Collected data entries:
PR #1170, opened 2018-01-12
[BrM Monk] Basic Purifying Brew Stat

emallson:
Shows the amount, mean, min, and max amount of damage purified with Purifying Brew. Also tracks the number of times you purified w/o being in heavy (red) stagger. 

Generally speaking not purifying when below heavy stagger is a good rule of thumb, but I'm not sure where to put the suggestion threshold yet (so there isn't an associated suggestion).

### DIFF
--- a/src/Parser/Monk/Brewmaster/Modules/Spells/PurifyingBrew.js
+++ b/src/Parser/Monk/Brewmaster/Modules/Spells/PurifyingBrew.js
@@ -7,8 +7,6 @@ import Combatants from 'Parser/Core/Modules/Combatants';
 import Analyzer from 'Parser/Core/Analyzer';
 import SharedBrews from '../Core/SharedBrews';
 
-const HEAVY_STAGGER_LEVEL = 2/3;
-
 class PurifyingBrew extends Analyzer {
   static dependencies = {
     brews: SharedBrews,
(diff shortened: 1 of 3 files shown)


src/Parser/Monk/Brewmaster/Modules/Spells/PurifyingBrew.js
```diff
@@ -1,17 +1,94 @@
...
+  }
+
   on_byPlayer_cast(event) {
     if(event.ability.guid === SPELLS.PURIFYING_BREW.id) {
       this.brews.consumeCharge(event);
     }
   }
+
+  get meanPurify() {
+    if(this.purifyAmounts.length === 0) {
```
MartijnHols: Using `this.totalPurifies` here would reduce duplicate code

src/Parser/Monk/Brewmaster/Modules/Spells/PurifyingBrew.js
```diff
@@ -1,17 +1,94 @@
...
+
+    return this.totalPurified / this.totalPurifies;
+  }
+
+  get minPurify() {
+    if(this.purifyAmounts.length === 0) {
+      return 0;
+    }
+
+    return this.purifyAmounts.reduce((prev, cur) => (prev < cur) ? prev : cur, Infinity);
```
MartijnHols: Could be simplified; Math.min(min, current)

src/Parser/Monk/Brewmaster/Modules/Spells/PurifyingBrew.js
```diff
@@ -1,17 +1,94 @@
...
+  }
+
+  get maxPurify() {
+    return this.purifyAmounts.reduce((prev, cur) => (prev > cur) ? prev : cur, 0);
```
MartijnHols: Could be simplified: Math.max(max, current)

**PROBLEM**
Repeat every record, keeping each line exactly as it is.

**WRITTEN SOLUTION**
PR #1170, opened 2018-01-12
[BrM Monk] Basic Purifying Brew Stat

emallson:
Shows the amount, mean, min, and max amount of damage purified with Purifying Brew. Also tracks the number of times you purified w/o being in heavy (red) stagger. 

Generally speaking not purifying when below heavy stagger is a good rule of thumb, but I'm not sure where to put the suggestion threshold yet (so there isn't an associated suggestion).

### DIFF
--- a/src/Parser/Monk/Brewmaster/Modules/Spells/PurifyingBrew.js
+++ b/src/Parser/Monk/Brewmaster/Modules/Spells/PurifyingBrew.js
@@ -7,8 +7,6 @@ import Combatants from 'Parser/Core/Modules/Combatants';
 import Analyzer from 'Parser/Core/Analyzer';
 import SharedBrews from '../Core/SharedBrews';
 
-const HEAVY_STAGGER_LEVEL = 2/3;
-
 class PurifyingBrew extends Analyzer {
   static dependencies = {
     brews: SharedBrews,
(diff shortened: 1 of 3 files shown)


src/Parser/Monk/Brewmaster/Modules/Spells/PurifyingBrew.js
```diff
@@ -1,17 +1,94 @@
...
+  }
+
   on_byPlayer_cast(event) {
     if(event.ability.guid === SPELLS.PURIFYING_BREW.id) {
       this.brews.consumeCharge(event);
     }
   }
+
+  get meanPurify() {
+    if(this.purifyAmounts.length === 0) {
```
MartijnHols: Using `this.totalPurifies` here would reduce duplicate code

src/Parser/Monk/Brewmaster/Modules/Spells/PurifyingBrew.js
```diff
@@ -1,17 +1,94 @@
...
+
+    return this.totalPurified / this.totalPurifies;
+  }
+
+  get minPurify() {
+    if(this.purifyAmounts.length === 0) {
+      return 0;
+    }
+
+    return this.purifyAmounts.reduce((prev, cur) => (prev < cur) ? prev : cur, Infinity);
```
MartijnHols: Could be simplified; Math.min(min, current)

src/Parser/Monk/Brewmaster/Modules/Spells/PurifyingBrew.js
```diff
@@ -1,17 +1,94 @@
...
+  }
+
+  get maxPurify() {
+    return this.purifyAmounts.reduce((prev, cur) => (prev > cur) ? prev : cur, 0);
```
MartijnHols: Could be simplified: Math.max(max, current)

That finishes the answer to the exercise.